PR #5331, opened 2026-08-06
speed up tests

leo-collins:


pbrubeck:
I have been working towards faster codegen for sum-factorization. Maybe there's no need to chop the degree on some of these tests

tests/firedrake/regression/test_fdm.py
```diff
@@ -119,7 +119,7 @@ def solve_riesz_map(problem, solver_parameters):
 @pytest.fixture(params=[2, 3],
                 ids=["Rectangle", "Box"])
 def mesh(request):
-    nx = 4
+    nx = 2
```
pbrubeck, line 122: I had  nx = 4 for a good reason. With nx=2 every cell touches the boundary.

docs/notebooks/10-sum-factorisation.py
```diff
@@ -64,7 +64,12 @@
 # We can create a hexahedral mesh by extruding a quadrilateral mesh.
 
 # %%
-mesh = ExtrudedMesh(UnitSquareMesh(10, 10, quadrilateral=True), 10)
+# Setup for faster test execution.
+import os
+if os.getenv("FIREDRAKE_CI") == "1":
+    mesh = ExtrudedMesh(UnitSquareMesh(2, 2, quadrilateral=True), 2)
+else:
+    mesh = ExtrudedMesh(UnitSquareMesh(10, 10, quadrilateral=True), 10)
```
pbrubeck, line 72: The mesh size in the actual demo can become 2. The purpose of demo is just to measure flops

docs/notebooks/09-hybridisation.py
```diff
@@ -93,7 +93,12 @@
 # So now we need to specify the number of refinements (say 4). Let's also set the mesh `degree` to be cubic. With this choice of coordinate space, we can better resolve the actual curvature of the sphere using bendy quadrilateral elements:
 
 # %%
-mesh = CubedSphereMesh(radius=R0, refinement_level=4, degree=3)
+# Use a coarser mesh when running CI tests.
+import os
+if os.getenv("FIREDRAKE_CI") == "1":
+    mesh = CubedSphereMesh(radius=R0, refinement_level=2, degree=3)
+else:
+    mesh = CubedSphereMesh(radius=R0, refinement_level=4, degree=3)
```
pbrubeck, line 101: We can just set the refinement_level inside the if-statement.

demos/vlasov_poisson_1d/vp1d.py.rst
```diff
@@ -296,11 +296,21 @@ We then use this to build a solver. ::
 We are getting close to the time loop. We set up some timestepping
 parameters. ::
   
-  T = 50.0 # maximum timestep
-  t = 0. # model time
-  ndump = 100 # frequency of file dumps
-  dumpn = 0 # dump counter
-  nsteps = 5000
+  import os
```
pbrubeck, line 299: It's surprising that one of our slowest demos is 1D.

demos/vlasov_poisson_1d/vp1d.py.rst
```diff
@@ -296,11 +296,21 @@ We then use this to build a solver. ::
 We are getting close to the time loop. We set up some timestepping
 parameters. ::
   
-  T = 50.0 # maximum timestep
```
pbrubeck, line 299: This is not accurate. The comment should say T = final time

demos/vlasov_poisson_1d/vp1d.py.rst
JHopeCollins: It's 2D (extruded) with a lot of timesteps.

leo-collins: 5,000 timesteps of a three-stage RK method with two solves in each stage will do that

JHopeCollins: Yeah. The splitting method has quite a small stability limit on the timestep.

demos/fast_diagonalisation/fast_diagonalisation_poisson.py.rst
```diff
@@ -24,8 +24,14 @@ extruded hexahedral meshes, so we must create an :func:`~.ExtrudedMesh`. ::
 
   from firedrake import *
 
-  base = UnitSquareMesh(8, 8, quadrilateral=True)
-  mesh = ExtrudedMesh(base, 8)
+  # Setup for faster test execution.
```
pbrubeck, line 27: This is polluting the demo.
1. Can we just do it one place? Can there be only one branch (no else statement, just set the demo parameters before the if statment).
2. Can we hide it so it does not appear in the html?

tests/firedrake/regression/test_fdm.py
leo-collins: So nx=3 is fine?

pbrubeck: I think if the test is slow even for nx=4, it means that we are setting the wrong solver options. The whole point of the FDM stuff is to ensure a very sparse operator, so I'd rather dig into the root of the problem and strengthen this test instead of just tweaking the mesh size.

Almost every test in this module uses the `mesh` fixture. I think only a few tests that rely on mumps are compute-dominated, and I think those can be speed up by tweaking mumps options, perhaps by changing `mat_ordering_type`.

tests/firedrake/regression/test_fdm.py
pbrubeck, line 19:
```suggestion
    "pc_type": "cholesky",
    "pc_factor_mat_solver_type": "mumps",
```

pbrubeck, line 41:
```suggestion
            "pc_star_sub_sub_pc_type": "cholesky",
            "pc_star_sub_sub_pc_factor_mat_solver_type": "cholmod",
```

pbrubeck, line 77:
```suggestion
            "pc_star_sub_sub_pc_type": "cholesky",
            "pc_star_sub_sub_pc_factor_mat_solver_type": "cholmod",
```

demos/adaptive_multigrid/adaptive_multigrid.py.rst
```diff
@@ -153,6 +153,12 @@ With these helper functions complete, we can solve the system iteratively. In th
 
    theta = 0.5
    refinements = 15
+
+   # Setup for faster test execution.
+   import os
+   if os.getenv("FIREDRAKE_CI") == "1":
+       refinements = 3
```
connorjward, line 160: I did this in https://github.com/firedrakeproject/firedrake/commit/154225ceffdda3503404ac791014010e1bc8f44f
━━━━━━━━━━
- _Task to complete_
Repeat this material verbatim.

- _Written answer_
PR #5331, opened 2026-08-06
speed up tests

leo-collins:


pbrubeck:
I have been working towards faster codegen for sum-factorization. Maybe there's no need to chop the degree on some of these tests

tests/firedrake/regression/test_fdm.py
```diff
@@ -119,7 +119,7 @@ def solve_riesz_map(problem, solver_parameters):
 @pytest.fixture(params=[2, 3],
                 ids=["Rectangle", "Box"])
 def mesh(request):
-    nx = 4
+    nx = 2
```
pbrubeck, line 122: I had  nx = 4 for a good reason. With nx=2 every cell touches the boundary.

docs/notebooks/10-sum-factorisation.py
```diff
@@ -64,7 +64,12 @@
 # We can create a hexahedral mesh by extruding a quadrilateral mesh.
 
 # %%
-mesh = ExtrudedMesh(UnitSquareMesh(10, 10, quadrilateral=True), 10)
+# Setup for faster test execution.
+import os
+if os.getenv("FIREDRAKE_CI") == "1":
+    mesh = ExtrudedMesh(UnitSquareMesh(2, 2, quadrilateral=True), 2)
+else:
+    mesh = ExtrudedMesh(UnitSquareMesh(10, 10, quadrilateral=True), 10)
```
pbrubeck, line 72: The mesh size in the actual demo can become 2. The purpose of demo is just to measure flops

docs/notebooks/09-hybridisation.py
```diff
@@ -93,7 +93,12 @@
 # So now we need to specify the number of refinements (say 4). Let's also set the mesh `degree` to be cubic. With this choice of coordinate space, we can better resolve the actual curvature of the sphere using bendy quadrilateral elements:
 
 # %%
-mesh = CubedSphereMesh(radius=R0, refinement_level=4, degree=3)
+# Use a coarser mesh when running CI tests.
+import os
+if os.getenv("FIREDRAKE_CI") == "1":
+    mesh = CubedSphereMesh(radius=R0, refinement_level=2, degree=3)
+else:
+    mesh = CubedSphereMesh(radius=R0, refinement_level=4, degree=3)
```
pbrubeck, line 101: We can just set the refinement_level inside the if-statement.

demos/vlasov_poisson_1d/vp1d.py.rst
```diff
@@ -296,11 +296,21 @@ We then use this to build a solver. ::
 We are getting close to the time loop. We set up some timestepping
 parameters. ::
   
-  T = 50.0 # maximum timestep
-  t = 0. # model time
-  ndump = 100 # frequency of file dumps
-  dumpn = 0 # dump counter
-  nsteps = 5000
+  import os
```
pbrubeck, line 299: It's surprising that one of our slowest demos is 1D.

demos/vlasov_poisson_1d/vp1d.py.rst
```diff
@@ -296,11 +296,21 @@ We then use this to build a solver. ::
 We are getting close to the time loop. We set up some timestepping
 parameters. ::
   
-  T = 50.0 # maximum timestep
```
pbrubeck, line 299: This is not accurate. The comment should say T = final time

demos/vlasov_poisson_1d/vp1d.py.rst
JHopeCollins: It's 2D (extruded) with a lot of timesteps.

leo-collins: 5,000 timesteps of a three-stage RK method with two solves in each stage will do that

JHopeCollins: Yeah. The splitting method has quite a small stability limit on the timestep.

demos/fast_diagonalisation/fast_diagonalisation_poisson.py.rst
```diff
@@ -24,8 +24,14 @@ extruded hexahedral meshes, so we must create an :func:`~.ExtrudedMesh`. ::
 
   from firedrake import *
 
-  base = UnitSquareMesh(8, 8, quadrilateral=True)
-  mesh = ExtrudedMesh(base, 8)
+  # Setup for faster test execution.
```
pbrubeck, line 27: This is polluting the demo.
1. Can we just do it one place? Can there be only one branch (no else statement, just set the demo parameters before the if statment).
2. Can we hide it so it does not appear in the html?

tests/firedrake/regression/test_fdm.py
leo-collins: So nx=3 is fine?

pbrubeck: I think if the test is slow even for nx=4, it means that we are setting the wrong solver options. The whole point of the FDM stuff is to ensure a very sparse operator, so I'd rather dig into the root of the problem and strengthen this test instead of just tweaking the mesh size.

Almost every test in this module uses the `mesh` fixture. I think only a few tests that rely on mumps are compute-dominated, and I think those can be speed up by tweaking mumps options, perhaps by changing `mat_ordering_type`.

tests/firedrake/regression/test_fdm.py
pbrubeck, line 19:
```suggestion
    "pc_type": "cholesky",
    "pc_factor_mat_solver_type": "mumps",
```

pbrubeck, line 41:
```suggestion
            "pc_star_sub_sub_pc_type": "cholesky",
            "pc_star_sub_sub_pc_factor_mat_solver_type": "cholmod",
```

pbrubeck, line 77:
```suggestion
            "pc_star_sub_sub_pc_type": "cholesky",
            "pc_star_sub_sub_pc_factor_mat_solver_type": "cholmod",
```

demos/adaptive_multigrid/adaptive_multigrid.py.rst
```diff
@@ -153,6 +153,12 @@ With these helper functions complete, we can solve the system iteratively. In th
 
    theta = 0.5
    refinements = 15
+
+   # Setup for faster test execution.
+   import os
+   if os.getenv("FIREDRAKE_CI") == "1":
+       refinements = 3
```
connorjward, line 160: I did this in https://github.com/firedrakeproject/firedrake/commit/154225ceffdda3503404ac791014010e1bc8f44f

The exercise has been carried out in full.